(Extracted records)
▼

PR #7109, opened 2022-09-28
__allowNetwork when sandbox==relaxed

jcumming:
This patch allows for derivations to be build with privateNetworking distabled when sandbox == relaxed, much in the same way as __noChroot works.

This is motivated by the desire to run EDA tools that need network access to checkout license tokens, but still have filesystem and process isolation from the host.

I'm not sure this is the *best* solution, and the builders have no resolver setup (which is maybe a good thing?).

### DIFF
--- a/src/libstore/build/local-derivation-goal.cc
+++ b/src/libstore/build/local-derivation-goal.cc
@@ -379,9 +379,13 @@ void LocalDerivationGoal::startBuilder()
     /* Are we doing a chroot build? */
     {
         auto noChroot = parsedDrv->getBoolAttr("__noChroot");
+        auto allowNetwork = parsedDrv->getBoolAttr("__allowNetwork");
         if (settings.sandboxMode == smEnabled) {
             if (noChroot)
                 throw Error("derivation '%s' has '__noChroot' set, "
+                    "but that's not allowed when 'sandbox' is 'true'", worker.store.printStorePath(drvPath));
+            if (allowNetwork)
+                throw Error("derivation '%s' has '__allowNetwork' set, "
                     "but that's not allowed when 'sandbox' is 'true'", worker.store.printStorePath(drvPath));
 #if __APPLE__
             if (additionalSandboxProfile != "")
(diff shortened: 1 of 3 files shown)


Ericson2314:
Could be a perma-unstable feature too, FWIW.

Ericson2314 (approved):

newAM (approved):
I have the same problem (working with closed source software that needs to talk to license servers), and this looks like a great solution!

@Ericson2314 are you a maintainer for `nix`?  What are the next steps to get this merged?

Ericson2314:
I do not have merge access, sorry. See how it is enqueued on a GitHub project board. Hopefully that means it will receive more attention soon.

edolstra:
Maybe this use case could use impure derivations (which already exist as an experimental feature and which IIRC allow network access)?

Ericson2314:
@jcumming Have you tried using the new experimental impure derivations? There was some interest in that being used instead of this escape hatch for this.

newAM:
I did not know about impure derivations!

For my usecase impure derivations worked for accessing license servers, but only on NixOS where the `impure-derivations` and `ca-derivations` experimental-features are available (the [wiki has a TODO](https://nixos.wiki/wiki/Ca-derivations) and my own attempts were unsuccessful, I assume it is still WIP).

This PR is still useful as a smaller hammer than `__noChroot` for non-NixOS systems; at least until `ca-derivations` is available for non-NixOS.

Ericson2314:
@newAM non-NixOS is a read herring. I have updated the Wiki with instructions.

jcumming:
I didn't know about impure derivations either! Back to reading release notes for me. 

I like the `__impure` solution better. The workflow I envision:

 - build derivation as `__impure`
 - measure output
 - back-annotate derivation with:
 
 ```
outputHashMode = "recursive";
outputHashAlgo = "sha256";
outputHash = "...";
```

In the meantime, for the derivations I worry about, I can use this patch locally.

Ericson2314:
Glad you like the idea of impure derivations!

> In the meantime, for the derivations I worry about, I can use this patch locally.

Would you like to close this PR then?

andreasfelix:
AFAIU `impure-derivations` are not cached and normal derivations cannot depend on it, so imo they don't cover all use cases this patch would cover. IMO this PR would still be useful as a smaller escape-hatch than `__noChroot`. (e.g. one use case is a derivation that only has pure inputs and is deterministic but has to perform a side-effect - like uploading source maps to a service like sentry). 

any chance you would reconsider accepting this PR?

▲

» EXERCISE: How many lines in the records above contain the string "hatch"? State the number and nothing more.

» TASK SOLUTION: 2